-- Records supplied follows --
PR #94, opened 2017-09-20
Update how counters work

abelsiqueira:
Create increment! function.
Erase counters(nlp) functions.

### DIFF
--- a/src/NLSModels.jl
+++ b/src/NLSModels.jl
@@ -1,4 +1,4 @@
-export AbstractNLSModel, nls_meta, NLSCounters, nls_counters, reset!,
+export AbstractNLSModel, nls_meta, NLSCounters, reset!,
        residual, residual!, jac_residual, jprod_residual, jprod_residual!,
        jtprod_residual, jtprod_residual!, jac_op_residual, jac_op_residual!,
        hess_residual, hprod_residual, hprod_residual!, hess_op_residual,
@@ -20,7 +20,13 @@ type NLSCounters
   end
 end
 
-nls_counters(nls :: AbstractNLSModel) = nls.counters
+function increment!(nls :: AbstractNLSModel, s :: Symbol)
+  if s in fieldnames(NLSCounters)
+    setfield!(nls.counters, s, getfield(nls.counters, s) + 1)
+  else
+    setfield!(nls.counters.counters, s, getfield(nls.counters.counters, s) + 1)
+  end
+end
 
 function sum_counters(c :: NLSCounters)
   s = sum_counters(c.counters)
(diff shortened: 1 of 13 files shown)


dpo:
What is the rationale for all these changes?

abelsiqueira:
Clarity. To avoid writing things like
```julia
nls_counters(nls).counters.neval_hprod += 1
```
and use only
```julia
increment!(nls, :neval_hprod)
```

abelsiqueira:
I realized i use `counters(nlp)` on [ExecutionStats](https://github.com/JuliaSmoothOptimizers/Optimize.jl/pull/35), although that isn't merged yet.
Any suggestions on how to proceed?

src/NLSModels.jl
```diff
@@ -20,7 +20,13 @@ type NLSCounters
...
 end
 
-nls_counters(nls :: AbstractNLSModel) = nls.counters
+function increment!(nls :: AbstractNLSModel, s :: Symbol)
+  if s in fieldnames(NLSCounters)
+    setfield!(nls.counters, s, getfield(nls.counters, s) + 1)
+  else
+    setfield!(nls.counters.counters, s, getfield(nls.counters.counters, s) + 1)
+  end
+end
```
dpo: Sorry for the long delay here. This PR looks good to me except the part above. Would we really ask directly increment a counter in the underlying model? I think `NLSModel` itself should do it. For example, when we evaluate the residual in a FeasibilityModel, the constraint evaluation counter of the underlying model should automatically be updated. What do you think?

abelsiqueira: Here, `increment!` is checking whether to update the counter from `NLSCounters` or from `Counters`, but they're both from the NLSModel - i.e. a NLSModel has its NLSCounters but also the default Counters as if it were a usual NLPModel. The FeasibilityModel is currently updating both counters, e.g.:
```julia
nlp = ADNLPModel(x->dot(x,x), zeros(2), c=x->[sum(x)-1], lcon=[0.0], ucon=[0.0])
nls = FeasibilityResidual(nlp)
obj(nls, zeros(2))
```
After running this code, nls obj counter increases by one and nlp cons counter increases by one, and the increment is automatic. Also, nls residual counter increases by one, because of the way obj works, and this increment is also automatic.

dpo: I see. Is this will in progress or finalized?

dpo: (will -> still)

abelsiqueira: It's finalized. I'm gonna try to find another to way to use Counters on ExecutionStats.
-- Records supplied concluded --
Work request: Without leaving anything out, output all of the data above exactly.

Answer to this exercise:
PR #94, opened 2017-09-20
Update how counters work

abelsiqueira:
Create increment! function.
Erase counters(nlp) functions.

### DIFF
--- a/src/NLSModels.jl
+++ b/src/NLSModels.jl
@@ -1,4 +1,4 @@
-export AbstractNLSModel, nls_meta, NLSCounters, nls_counters, reset!,
+export AbstractNLSModel, nls_meta, NLSCounters, reset!,
        residual, residual!, jac_residual, jprod_residual, jprod_residual!,
        jtprod_residual, jtprod_residual!, jac_op_residual, jac_op_residual!,
        hess_residual, hprod_residual, hprod_residual!, hess_op_residual,
@@ -20,7 +20,13 @@ type NLSCounters
   end
 end
 
-nls_counters(nls :: AbstractNLSModel) = nls.counters
+function increment!(nls :: AbstractNLSModel, s :: Symbol)
+  if s in fieldnames(NLSCounters)
+    setfield!(nls.counters, s, getfield(nls.counters, s) + 1)
+  else
+    setfield!(nls.counters.counters, s, getfield(nls.counters.counters, s) + 1)
+  end
+end
 
 function sum_counters(c :: NLSCounters)
   s = sum_counters(c.counters)
(diff shortened: 1 of 13 files shown)


dpo:
What is the rationale for all these changes?

abelsiqueira:
Clarity. To avoid writing things like
```julia
nls_counters(nls).counters.neval_hprod += 1
```
and use only
```julia
increment!(nls, :neval_hprod)
```

abelsiqueira:
I realized i use `counters(nlp)` on [ExecutionStats](https://github.com/JuliaSmoothOptimizers/Optimize.jl/pull/35), although that isn't merged yet.
Any suggestions on how to proceed?

src/NLSModels.jl
```diff
@@ -20,7 +20,13 @@ type NLSCounters
...
 end
 
-nls_counters(nls :: AbstractNLSModel) = nls.counters
+function increment!(nls :: AbstractNLSModel, s :: Symbol)
+  if s in fieldnames(NLSCounters)
+    setfield!(nls.counters, s, getfield(nls.counters, s) + 1)
+  else
+    setfield!(nls.counters.counters, s, getfield(nls.counters.counters, s) + 1)
+  end
+end
```
dpo: Sorry for the long delay here. This PR looks good to me except the part above. Would we really ask directly increment a counter in the underlying model? I think `NLSModel` itself should do it. For example, when we evaluate the residual in a FeasibilityModel, the constraint evaluation counter of the underlying model should automatically be updated. What do you think?

abelsiqueira: Here, `increment!` is checking whether to update the counter from `NLSCounters` or from `Counters`, but they're both from the NLSModel - i.e. a NLSModel has its NLSCounters but also the default Counters as if it were a usual NLPModel. The FeasibilityModel is currently updating both counters, e.g.:
```julia
nlp = ADNLPModel(x->dot(x,x), zeros(2), c=x->[sum(x)-1], lcon=[0.0], ucon=[0.0])
nls = FeasibilityResidual(nlp)
obj(nls, zeros(2))
```
After running this code, nls obj counter increases by one and nlp cons counter increases by one, and the increment is automatic. Also, nls residual counter increases by one, because of the way obj works, and this increment is also automatic.

dpo: I see. Is this will in progress or finalized?

dpo: (will -> still)

abelsiqueira: It's finalized. I'm gonna try to find another to way to use Counters on ExecutionStats.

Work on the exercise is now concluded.